PR #2211, opened 2025-07-30
Release version 7.5.0

sirosen:
These changes were applied via `towncrier build --version 7.5.0`.

##### Contributor checklist

##### Maintainer checklist


sirosen:
I'm looking at the new CI setup, and I think we will
- merge this
- tag as `7.5.0` (matches past tags)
● ● ● ●
### DESCRIPTION OF THE TASK
Check each line above for the word "checklist" and copy the ones that have it.

### ANSWER BOX
##### Contributor checklist
##### Maintainer checklist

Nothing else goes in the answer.